▶ _INPUT MATERIAL_
Issue #306, opened 2023-10-16
Fix spurious triggers of triage


terrykong:
Example: #305

PR #309, opened 2023-10-16
Avoid skipping triage jobs

olupton:
Avoid skipping triage jobs in case of failure. See [here](https://docs.github.com/en/actions/learn-github-actions/expressions#failure-with-conditions) in the docs; without this then I believe the failed status of the earlier `run-jobs.outcome` job step caused the triage job to be skipped.

### DIFF
--- a/.github/workflows/_triage.yaml
+++ b/.github/workflows/_triage.yaml
@@ -236,7 +236,7 @@ jobs:
           name_conclusion_array=()
           while IFS= read -r line; do
             name_conclusion_array+=("$line")
-          done < <(echo "$json_data" | jq -r '.jobs[] | select(.name | startswith("test-t5x-ff") and contains("outcome")) | "\(.name)\t\(.conclusion)"')
+          done < <(echo "$json_data" | jq -r '.jobs[] | select(.name | contains("test-t5x-ff") and endswith(" / outcome")) | "\(.name)\t\(.conclusion)"')
         
           TABLE_MD=$(
           cat <<EOF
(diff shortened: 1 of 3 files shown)


terrykong:
Thanks for tackling this @olupton ! Can you confirm if this would address this: https://github.com/NVIDIA/JAX-Toolbox/issues/306 ?

Two questions:
1. Do you know why it failed in the first place and why `needs.publish-completion.outputs.STATUS != 'success'` was insufficient?
1. Would [needs.<job_id>.result](https://docs.github.com/en/actions/learn-github-actions/contexts#needs-context:~:text=The%20result%20of%20a%20job%20that%20the%20current%20job%20depends%20on) work?

olupton:
> Can you confirm if this would address this: #306 ?

I'm not sure about that. It's not obvious to me why the triage job ran in https://github.com/NVIDIA/JAX-Toolbox/actions/runs/6516962688, I'm not optimistic that this change will have fixed that issue.

> 1. Do you know why it failed in the first place and why `needs.publish-completion.outputs.STATUS != 'success'` was insufficient?

Based on https://docs.github.com/en/actions/learn-github-actions/expressions#failure-with-conditions:
> You can include extra conditions for a step to run after a failure, but you must still include failure() to override the default status check of success() that is automatically applied to if conditions that don't contain a status check function.

I understand there was an implicit `success()` in the `if` clause of the `triage` job, so the (intentional) failure of `run-jobs.outcome` (because Slurm jobs failed) stopped the `triage` job from running.

> 2. Would [needs.<job_id>.result](https://docs.github.com/en/actions/learn-github-actions/contexts#needs-context:~:text=The%20result%20of%20a%20job%20that%20the%20current%20job%20depends%20on) work?

I guess yes if we made the triage job explicitly depend (`needs`) on `run-jobs` (which is the job whose overall status should be red in the case that I understand is supposed to trigger the triage job). Not sure what the advantage would be.

olupton:
Outdated.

▶ _WHAT THE EXERCISE ASKS_
Starting with the line that contains "I understand there", restate every line up to and including the last one above, exactly.

▶ _EXPECTED ANSWER_
I understand there was an implicit `success()` in the `if` clause of the `triage` job, so the (intentional) failure of `run-jobs.outcome` (because Slurm jobs failed) stopped the `triage` job from running.

> 2. Would [needs.<job_id>.result](https://docs.github.com/en/actions/learn-github-actions/contexts#needs-context:~:text=The%20result%20of%20a%20job%20that%20the%20current%20job%20depends%20on) work?

I guess yes if we made the triage job explicitly depend (`needs`) on `run-jobs` (which is the job whose overall status should be red in the case that I understand is supposed to trigger the triage job). Not sure what the advantage would be.

olupton:
Outdated.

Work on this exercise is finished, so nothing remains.